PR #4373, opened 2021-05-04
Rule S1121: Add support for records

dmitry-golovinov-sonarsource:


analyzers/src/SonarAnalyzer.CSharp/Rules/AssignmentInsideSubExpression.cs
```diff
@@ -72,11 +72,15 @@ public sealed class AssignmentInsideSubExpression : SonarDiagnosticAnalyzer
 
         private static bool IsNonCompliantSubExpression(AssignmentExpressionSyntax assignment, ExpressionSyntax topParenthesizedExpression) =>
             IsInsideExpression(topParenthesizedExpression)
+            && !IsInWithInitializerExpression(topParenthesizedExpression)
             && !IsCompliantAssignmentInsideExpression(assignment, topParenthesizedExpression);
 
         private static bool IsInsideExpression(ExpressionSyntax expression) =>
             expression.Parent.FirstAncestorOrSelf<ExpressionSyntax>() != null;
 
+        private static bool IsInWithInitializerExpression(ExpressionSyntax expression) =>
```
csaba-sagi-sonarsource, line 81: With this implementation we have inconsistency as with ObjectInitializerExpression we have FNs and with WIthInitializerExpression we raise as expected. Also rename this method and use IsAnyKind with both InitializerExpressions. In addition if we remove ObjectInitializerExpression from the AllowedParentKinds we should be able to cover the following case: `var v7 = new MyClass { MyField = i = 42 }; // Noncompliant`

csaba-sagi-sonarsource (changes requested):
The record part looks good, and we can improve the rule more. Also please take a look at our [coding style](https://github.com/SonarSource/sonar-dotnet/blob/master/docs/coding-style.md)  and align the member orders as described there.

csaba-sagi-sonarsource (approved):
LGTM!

#####

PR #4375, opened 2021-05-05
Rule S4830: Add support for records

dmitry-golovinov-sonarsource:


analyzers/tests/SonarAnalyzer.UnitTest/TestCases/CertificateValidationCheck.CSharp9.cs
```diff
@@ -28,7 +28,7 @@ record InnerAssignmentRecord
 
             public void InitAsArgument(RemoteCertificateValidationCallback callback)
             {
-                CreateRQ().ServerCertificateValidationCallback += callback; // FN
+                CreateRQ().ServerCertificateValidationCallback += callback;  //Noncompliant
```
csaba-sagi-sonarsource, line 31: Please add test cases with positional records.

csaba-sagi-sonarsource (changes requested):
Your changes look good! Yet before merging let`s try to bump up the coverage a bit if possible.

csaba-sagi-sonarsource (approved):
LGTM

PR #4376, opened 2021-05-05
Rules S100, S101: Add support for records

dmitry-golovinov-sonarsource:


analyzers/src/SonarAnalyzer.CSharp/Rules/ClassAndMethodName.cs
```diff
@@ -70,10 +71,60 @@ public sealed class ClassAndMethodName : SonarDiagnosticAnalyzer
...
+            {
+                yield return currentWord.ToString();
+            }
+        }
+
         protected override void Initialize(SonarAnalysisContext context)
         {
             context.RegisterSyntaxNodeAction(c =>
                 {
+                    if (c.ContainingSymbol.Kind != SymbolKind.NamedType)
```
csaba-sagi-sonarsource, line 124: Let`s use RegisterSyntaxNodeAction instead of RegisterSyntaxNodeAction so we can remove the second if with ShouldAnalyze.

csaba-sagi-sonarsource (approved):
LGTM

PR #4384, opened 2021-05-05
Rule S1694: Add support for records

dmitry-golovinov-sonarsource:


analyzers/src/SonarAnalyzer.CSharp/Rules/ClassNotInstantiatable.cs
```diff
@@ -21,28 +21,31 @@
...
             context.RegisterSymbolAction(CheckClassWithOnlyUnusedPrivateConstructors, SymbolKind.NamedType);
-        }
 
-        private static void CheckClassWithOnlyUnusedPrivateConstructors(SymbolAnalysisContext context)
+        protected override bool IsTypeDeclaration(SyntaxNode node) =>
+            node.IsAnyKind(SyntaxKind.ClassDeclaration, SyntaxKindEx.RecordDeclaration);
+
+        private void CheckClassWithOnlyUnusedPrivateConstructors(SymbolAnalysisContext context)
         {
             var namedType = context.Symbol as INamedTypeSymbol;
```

#####

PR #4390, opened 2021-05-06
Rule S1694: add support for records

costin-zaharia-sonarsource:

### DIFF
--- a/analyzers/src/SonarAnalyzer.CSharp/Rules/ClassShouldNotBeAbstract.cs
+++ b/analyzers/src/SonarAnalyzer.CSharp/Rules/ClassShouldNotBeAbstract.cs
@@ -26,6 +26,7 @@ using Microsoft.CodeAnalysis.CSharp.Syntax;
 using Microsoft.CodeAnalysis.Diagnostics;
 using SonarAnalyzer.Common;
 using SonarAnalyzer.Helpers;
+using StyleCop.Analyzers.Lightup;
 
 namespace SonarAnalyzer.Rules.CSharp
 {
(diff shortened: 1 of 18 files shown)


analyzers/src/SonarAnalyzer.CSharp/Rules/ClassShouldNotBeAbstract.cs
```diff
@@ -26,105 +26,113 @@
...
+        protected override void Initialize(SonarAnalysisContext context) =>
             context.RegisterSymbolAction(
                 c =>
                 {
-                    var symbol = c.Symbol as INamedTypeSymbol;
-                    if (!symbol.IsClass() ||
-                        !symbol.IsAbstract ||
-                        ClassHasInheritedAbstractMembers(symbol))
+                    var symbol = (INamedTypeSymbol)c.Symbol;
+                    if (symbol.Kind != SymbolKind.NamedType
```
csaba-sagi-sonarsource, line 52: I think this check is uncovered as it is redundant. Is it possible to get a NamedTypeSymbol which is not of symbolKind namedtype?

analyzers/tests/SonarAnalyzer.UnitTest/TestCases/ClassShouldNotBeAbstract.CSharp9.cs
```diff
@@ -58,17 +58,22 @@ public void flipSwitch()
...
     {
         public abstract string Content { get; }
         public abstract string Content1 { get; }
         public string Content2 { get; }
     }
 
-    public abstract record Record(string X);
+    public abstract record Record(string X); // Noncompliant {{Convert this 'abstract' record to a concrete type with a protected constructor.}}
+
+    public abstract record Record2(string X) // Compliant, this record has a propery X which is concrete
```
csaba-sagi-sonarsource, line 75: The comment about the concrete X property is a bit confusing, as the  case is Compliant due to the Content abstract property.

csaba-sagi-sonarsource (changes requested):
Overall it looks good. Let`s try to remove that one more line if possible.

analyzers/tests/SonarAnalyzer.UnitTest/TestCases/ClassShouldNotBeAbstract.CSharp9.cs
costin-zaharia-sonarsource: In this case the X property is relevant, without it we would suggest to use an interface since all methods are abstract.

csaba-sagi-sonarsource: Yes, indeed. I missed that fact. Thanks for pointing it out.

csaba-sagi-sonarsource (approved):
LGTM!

#####

### How to complete this task
Look for the word "ServerCertificateValidationCallback". Copy out every line of the data that has it.

### Response below
-                CreateRQ().ServerCertificateValidationCallback += callback; // FN
+                CreateRQ().ServerCertificateValidationCallback += callback;  //Noncompliant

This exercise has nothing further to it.